• [What is being asked]
Hunt through the entries for the word "tickets" and copy each line in which it appears.

• [Data records]
PR #767, opened 2023-08-28
IA-1976: Enable personalized user guide per IASO account

hakifran:
- For each acccount, only IASO user manual was accessible even for POLIO account
- This ticket is to enable personalized user guide per account
Related JIRA tickets : [IA-1976](https://bluesquare.atlassian.net/browse/IA-1976)

- [ ] Are there enough tests

## Changes

- Create a migration to add user_manual_path to account
- Add user_manual_path field to account as_dict method 
- On the front check if the account user_manual_path is null, if yes display the default user manual if not display the account user manual path

## How to test
- Edit an account by adding a personalized user guide link
- Go on the bottom of the sidebar and check if the user manual is the one added on the account

[IA-1976]: https://bluesquare.atlassian.net/browse/IA-1976?atlOrigin=eyJpIjoiNWRkNTljNzYxNjVmNDY3MDlhMDU5Y2ZhYzA5YTRkZjUiLCJwIjoiZ2l0aHViLWNvbS1KU1cifQ


hakifran:
@cypress

beygorghor (approved):

hat/assets/js/apps/Iaso/domains/app/components/SidebarMenuComponent.js
```diff
@@ -79,10 +80,13 @@ const styles = theme => ({
 });
 
 const localizedManualUrl = (locale, account) => {
-    if (locale === 'fr' && account === 'RDC') {
+    if (locale === 'fr' && account.name === 'RDC') {
```
mathvdh, line 83: Why do we have this specific case ? I know you didn't write it in the first place but I'm just wondering. Shouldn't we have a way to have specific user manuals for specific locales. Like multiple user manuals per account (one for fr, one for en .. etc ?)

mathvdh (approved):
Seems fine to me, except for my question above, but I guess this should be handled separetely

mathvdh (approved):
Seems fine to me, except for my question above, but I guess this should be handled separetely

hat/assets/js/apps/Iaso/domains/app/components/SidebarMenuComponent.js
hakifran: I didn't change that code to avoid that persons who use IASO RDC don't miss the user guide. And for multiple languages for user manual , on my opinion it should be treated later.

PR #768, opened 2023-08-29
POLIO-1162: Fix LQAS Afro Map district view

quang-le:
When switching the map to "distrcit" view without zooming in, the API would return an empty list on big screens

Related JIRA tickets :POLIO-1162

- [ ] Are there enough tests

## Changes

- The culprit was `Polygon.from_bbox` which would change the bounds when longitude would cover more than 180°. 
- Add `make_safe_bounds` function and use it to generate a tuple that is used to create the `Polygon`

## How to test

Go to Afro map and chack the "District" radio button

## Print screen / video

Screenshot 2023-08-29 at 10 16 07

##Notes

Thanks @edarchis  who actually found the solution of this one

### DIFF
--- a/plugins/polio/api.py
+++ b/plugins/polio/api.py
@@ -77,6 +77,7 @@ from .helpers import (
     CustomFilterBackend,
     calculate_country_status,
     determine_status_for_district,
+    make_safe_bbox,
 )
 from .vaccines_email import send_vaccines_notification_email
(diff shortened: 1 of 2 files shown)


mathvdh (approved):
Seems fine, following the conversation with Eric.

kemar (approved):
LGTM

PR #777, opened 2023-09-01
IA-2379: Completeness stats: page crashes when trying to show parent of top org unit

beygorghor:
When “Digging down” the table then back up, the button to show parent is still shown when the top org unit is reached. This results in undefined being passed as org unit id to the API, which crashes  the page.

Probably related: on the map, there seems to be an edge case where the map wrongly remove the button to show parent

Related JIRA tickets : IA-2379

- [ ] Are there enough tests

## Changes

`undefined` was added as a string

## How to test

Open completeness stats, select a form. Drill down and up in the health pyramid

## Print screen / video

https://github.com/BLSQ/iaso/assets/12494624/fa10e817-c7d4-4d4c-804c-0f62da75bc41


quang-le (approved):
Code looks OK to me 😂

• [Task response]
Related JIRA tickets : [IA-1976](https://bluesquare.atlassian.net/browse/IA-1976)
Related JIRA tickets :POLIO-1162
Related JIRA tickets : IA-2379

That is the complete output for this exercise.